Work required: Lines holding the word "AmlSchema" in the material below: count them and write the number alone.

Information supplied:
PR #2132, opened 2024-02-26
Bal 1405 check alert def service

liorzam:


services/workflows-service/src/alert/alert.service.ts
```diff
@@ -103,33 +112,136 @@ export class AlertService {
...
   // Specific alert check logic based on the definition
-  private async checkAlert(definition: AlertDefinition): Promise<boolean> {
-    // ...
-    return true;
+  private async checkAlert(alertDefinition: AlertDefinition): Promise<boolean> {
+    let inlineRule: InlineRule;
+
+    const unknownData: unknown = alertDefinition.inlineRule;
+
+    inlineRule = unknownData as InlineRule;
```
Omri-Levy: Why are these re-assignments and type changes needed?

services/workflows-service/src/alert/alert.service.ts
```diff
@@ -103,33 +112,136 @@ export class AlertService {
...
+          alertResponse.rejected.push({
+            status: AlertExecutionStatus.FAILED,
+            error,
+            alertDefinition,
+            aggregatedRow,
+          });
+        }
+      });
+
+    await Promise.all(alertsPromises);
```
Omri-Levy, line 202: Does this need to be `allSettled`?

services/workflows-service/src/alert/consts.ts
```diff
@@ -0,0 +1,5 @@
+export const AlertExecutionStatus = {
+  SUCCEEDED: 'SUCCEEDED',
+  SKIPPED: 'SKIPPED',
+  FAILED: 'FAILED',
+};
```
* * *
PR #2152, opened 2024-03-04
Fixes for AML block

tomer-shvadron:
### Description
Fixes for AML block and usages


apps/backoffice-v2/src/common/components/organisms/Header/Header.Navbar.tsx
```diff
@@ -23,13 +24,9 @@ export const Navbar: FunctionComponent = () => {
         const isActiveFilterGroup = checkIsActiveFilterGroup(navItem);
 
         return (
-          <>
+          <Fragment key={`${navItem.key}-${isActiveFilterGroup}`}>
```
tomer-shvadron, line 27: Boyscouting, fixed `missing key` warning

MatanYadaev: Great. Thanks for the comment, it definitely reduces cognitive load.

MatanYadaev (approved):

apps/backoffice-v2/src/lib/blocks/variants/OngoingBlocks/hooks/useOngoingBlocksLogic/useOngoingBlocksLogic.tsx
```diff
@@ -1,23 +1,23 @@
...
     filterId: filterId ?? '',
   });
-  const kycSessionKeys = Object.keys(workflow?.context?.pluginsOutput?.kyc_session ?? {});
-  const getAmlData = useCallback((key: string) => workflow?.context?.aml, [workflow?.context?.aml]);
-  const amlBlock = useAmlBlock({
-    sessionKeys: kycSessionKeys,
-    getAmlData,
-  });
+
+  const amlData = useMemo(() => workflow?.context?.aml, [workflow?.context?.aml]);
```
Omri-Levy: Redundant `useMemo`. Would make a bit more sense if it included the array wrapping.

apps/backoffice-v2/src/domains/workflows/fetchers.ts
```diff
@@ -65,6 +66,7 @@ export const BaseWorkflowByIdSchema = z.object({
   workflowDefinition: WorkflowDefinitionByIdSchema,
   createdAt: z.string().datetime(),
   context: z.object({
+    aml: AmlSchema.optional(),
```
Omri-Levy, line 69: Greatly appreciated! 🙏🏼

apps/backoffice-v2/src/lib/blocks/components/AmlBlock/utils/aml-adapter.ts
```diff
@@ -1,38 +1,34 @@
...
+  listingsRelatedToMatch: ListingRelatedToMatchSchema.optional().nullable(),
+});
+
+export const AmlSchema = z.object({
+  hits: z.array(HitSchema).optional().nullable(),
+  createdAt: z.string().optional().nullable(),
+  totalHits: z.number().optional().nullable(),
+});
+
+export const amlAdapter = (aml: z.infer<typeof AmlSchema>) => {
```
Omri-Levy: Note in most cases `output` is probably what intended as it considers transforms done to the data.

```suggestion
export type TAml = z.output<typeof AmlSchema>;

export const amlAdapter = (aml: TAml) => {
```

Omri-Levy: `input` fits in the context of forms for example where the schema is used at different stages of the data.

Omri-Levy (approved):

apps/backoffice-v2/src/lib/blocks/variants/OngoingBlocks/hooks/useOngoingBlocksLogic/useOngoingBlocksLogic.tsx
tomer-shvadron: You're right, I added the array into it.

Answer space: 4